Un nuovo mezzo green per il servizio Auto Amica
Da oltre 13 anni, Auto Amica è al fianco di anziani, persone con disabilità e cittadini che necessitano di assistenza negli spostamenti. Il nuovo Fiat Ducato 35, conforme alla classe ambientale Euro 6, è in grado di trasportare fino a nove persone ed è dotato di pedana sollevatrice per carrozzine, garantendo un accesso sicuro e agevole per chi ha mobilità ridotta. L’acquisto, che ha comportato un investimento di oltre 65mila euro da parte del Comune di Desio, sostituisce un precedente furgone, ormai inaffidabile a causa di gravi problemi meccanici che rendevano le riparazioni antieconomiche.

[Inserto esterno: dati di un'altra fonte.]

PR #3307, opened 2023-03-05
Add HEAD routes to avoid spurious error messages

jjlin:
Rocket automatically implements a HEAD route when there's a matching GET route, but relying on this behavior also means a spurious error gets logged due to <https://github.com/SergioBenitez/Rocket/issues/1098>.

Add explicit HEAD routes for `/` and `/alive` to prevent uptime monitoring services from generating error messages like `No matching routes for HEAD /`. With these new routes, `HEAD /` only checks that the server can respond over the network, while `HEAD /alive` also checks that the database connection is alive, similar to `GET /alive`.

### DIFF
--- a/src/api/web.rs
+++ b/src/api/web.rs
@@ -4,7 +4,7 @@ use rocket::{fs::NamedFile, http::ContentType, response::content::RawHtml as Htm
 use serde_json::Value;
 
 use crate::{
-    api::{core::now, ApiResult},
+    api::{core::now, ApiResult, EmptyResult},
     error::Error,
     util::{Cached, SafeString},
     CONFIG,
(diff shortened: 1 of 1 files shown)


BlackDex (approved):
You beat me to it.

BlackDex:
@jjlin Why not use `EmptyResult` instead of allowing a specific clippy lint globally btw?
It may be an erroneous message for these two functions, but not for everything.

jjlin:
> @jjlin Why not use `EmptyResult` instead of allowing a specific clippy lint globally btw? It may be an erroneous message for these two functions, but not for everything. And, it can be easily solved by returning `Ok(())`

It didn't occur to me, thanks.

BlackDex (approved):

dani-garcia (approved):

PR #3310, opened 2023-03-05
Upd Crates, Rust, MSRV, GHA and remove Backtrace

BlackDex:
- Changed MSRV to v1.65. Discussed this with @dani-garcia, and we will support **N-2**. This is/will be the same as for the `time` crate we use. Also updated the wiki regarding this https://github.com/dani-garcia/vaultwarden/wiki/Building-binary
- Removed backtrace crate in favor of `std::backtrace` stable since v1.65
- Updated Rust to v1.67.1
- Updated all the crates
- Updated the GHA action versions
- Adjusted the GHA MSRV build to extract the MSRV from `Cargo.toml`


dani-garcia (approved):
Needs to resolve the conflicts caused by the argon pr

Servizi per una comunità attiva
Nel 2025, grazie all’impegno di 60 volontari, il servizio ha garantito 3.450 trasporti per anziani e 5.600 per persone con disabilità, percorrendo complessivamente 246mila chilometri. Questi numeri evidenziano l’importanza dell’operato dei volontari dell’Associazione di Promozione Sociale Auto Amica, che ogni giorno organizzano accompagnamenti per persone anziane e adulti con disabilità, portandoli a centri diurni, strutture sanitarie e per il ritiro di terapie.
Le parole del sindaco Carlo Moscatelli
Il sindaco di Desio, Carlo Moscatelli, con delega ai Servizi Sociali, ha commentato così l’iniziativa:
“Il servizio Auto Amica diventa ancora più efficiente, permettendoci di dare risposte sempre più puntuali agli utenti. Questo investimento rappresenta un sostegno concreto a una realtà che da oltre 13 anni opera sulle nostre strade. Quando penso ai motivi di orgoglio di questa città, penso anche ai suoi volontari: il loro non è solo un aiuto pratico nelle commissioni quotidiane, ma spesso anche una parola, una presenza e un punto di riferimento per chi è solo o ha bisogno di attenzione. L’auspicio è che il loro esempio possa coinvolgere altri cittadini in nuovi percorsi di sussidiarietà e impegno sociale.”